● TASK TO CARRY OUT:
All of the entries below are to be copied without any alteration.

--- RECORDS PROVIDED ---

PR #6451, opened 2024-09-06
feat(api): Add Novu-managed Bridge endpoint per environment

rifont:
### What changed? Why was the change needed?

* Add custom Novu-managed Bridge-endpoint endpoint at `/v1/environments/:environmentId/bridge`
  * dynamically constructs a Framework `workflow` derived from the persisted Workflow definition
* Refactor all use-cases making requests to Novu Bridge endpoints to use `ExecuteBridgeRequest`. This provides a central location for:
  * HTTP concerns
  * error handling
  * fetching environment secret key
  * hmac signature creation for bridge request authenticity

### Screenshots

<details>
<summary><strong>Expand for optional sections</strong></summary>

### Special notes for your reviewer

</details>

PR #6681, opened 2024-10-11
feat(dashboard): workflow editor route and basic layout

LetItRock:
Workflow Editor route and basic layout

### Screenshots

Screenshot 2024-10-11 at 16 59 07

https://github.com/user-attachments/assets/5c7dc555-656d-44f6-86b7-c55ebad895d4


apps/dashboard/eslint.config.js
```diff
@@ -1,29 +1,36 @@
...
+      '@typescript-eslint/no-explicit-any': 'warn',
+      'react-refresh/only-export-components': ['warn', { allowConstantExport: true }],
+      '@typescript-eslint/no-unused-vars': ['off'],
+      '@typescript-eslint/naming-convention': [
+        'error',
+        {
+          filter: '_',
+          selector: 'variableLike',
+          leadingUnderscore: 'allow',
+          format: ['PascalCase', 'camelCase', 'UPPER_CASE'],
```
LetItRock, line 31: allow using `_` for the unused variables

apps/dashboard/src/components/edit-workflow-layout.tsx
```diff
@@ -0,0 +1,26 @@
...
+  return (
+    <IntercomProvider appId={INTERCOM_APP_ID}>
+      <div className="relative flex w-full">
+        <div className="flex flex-1 flex-col overflow-y-auto overflow-x-hidden">
+          <HeaderNavigation startItems={headerStartItems} />
+
+          <div className="flex min-h-dvh flex-col overflow-y-auto overflow-x-hidden">{children}</div>
+        </div>
+      </div>
+    </IntercomProvider>
```
LetItRock, line 24: similar layout to the dashboard layout, but we might change here the header navigation and we don't need to show the side navigation

apps/dashboard/src/components/primitives/tabs.tsx
```diff
@@ -0,0 +1,50 @@
+import * as React from 'react';
```
LetItRock, line 1: the tabs component updated according to our designs

apps/dashboard/src/components/workflow-editor.tsx
```diff
@@ -0,0 +1,63 @@
...
+
+  const { workflow } = useFetchWorkflow({
+    workflowId,
+    onSuccess: (data) => {
+      reset(data);
+    },
+    onError: () => {
+      navigate(buildRoute(ROUTES.WORKFLOWS, { environmentId: currentEnvironment?._id ?? '' }));
+    },
+  });
```
LetItRock, line 45: fetch the workflow and set it in the form state

LetItRock: when BE returns an error, navigate the user to the workflow list page

apps/dashboard/src/components/workflow-list.tsx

---

● ANSWER TO THE EXERCISE:
PR #6451, opened 2024-09-06
feat(api): Add Novu-managed Bridge endpoint per environment

rifont:
### What changed? Why was the change needed?

* Add custom Novu-managed Bridge-endpoint endpoint at `/v1/environments/:environmentId/bridge`
  * dynamically constructs a Framework `workflow` derived from the persisted Workflow definition
* Refactor all use-cases making requests to Novu Bridge endpoints to use `ExecuteBridgeRequest`. This provides a central location for:
  * HTTP concerns
  * error handling
  * fetching environment secret key
  * hmac signature creation for bridge request authenticity

### Screenshots

<details>
<summary><strong>Expand for optional sections</strong></summary>

### Special notes for your reviewer

</details>

PR #6681, opened 2024-10-11
feat(dashboard): workflow editor route and basic layout

LetItRock:
Workflow Editor route and basic layout

### Screenshots

Screenshot 2024-10-11 at 16 59 07

https://github.com/user-attachments/assets/5c7dc555-656d-44f6-86b7-c55ebad895d4


apps/dashboard/eslint.config.js
```diff
@@ -1,29 +1,36 @@
...
+      '@typescript-eslint/no-explicit-any': 'warn',
+      'react-refresh/only-export-components': ['warn', { allowConstantExport: true }],
+      '@typescript-eslint/no-unused-vars': ['off'],
+      '@typescript-eslint/naming-convention': [
+        'error',
+        {
+          filter: '_',
+          selector: 'variableLike',
+          leadingUnderscore: 'allow',
+          format: ['PascalCase', 'camelCase', 'UPPER_CASE'],
```
LetItRock, line 31: allow using `_` for the unused variables

apps/dashboard/src/components/edit-workflow-layout.tsx
```diff
@@ -0,0 +1,26 @@
...
+  return (
+    <IntercomProvider appId={INTERCOM_APP_ID}>
+      <div className="relative flex w-full">
+        <div className="flex flex-1 flex-col overflow-y-auto overflow-x-hidden">
+          <HeaderNavigation startItems={headerStartItems} />
+
+          <div className="flex min-h-dvh flex-col overflow-y-auto overflow-x-hidden">{children}</div>
+        </div>
+      </div>
+    </IntercomProvider>
```
LetItRock, line 24: similar layout to the dashboard layout, but we might change here the header navigation and we don't need to show the side navigation

apps/dashboard/src/components/primitives/tabs.tsx
```diff
@@ -0,0 +1,50 @@
+import * as React from 'react';
```
LetItRock, line 1: the tabs component updated according to our designs

apps/dashboard/src/components/workflow-editor.tsx
```diff
@@ -0,0 +1,63 @@
...
+
+  const { workflow } = useFetchWorkflow({
+    workflowId,
+    onSuccess: (data) => {
+      reset(data);
+    },
+    onError: () => {
+      navigate(buildRoute(ROUTES.WORKFLOWS, { environmentId: currentEnvironment?._id ?? '' }));
+    },
+  });
```
LetItRock, line 45: fetch the workflow and set it in the form state

LetItRock: when BE returns an error, navigate the user to the workflow list page

apps/dashboard/src/components/workflow-list.tsx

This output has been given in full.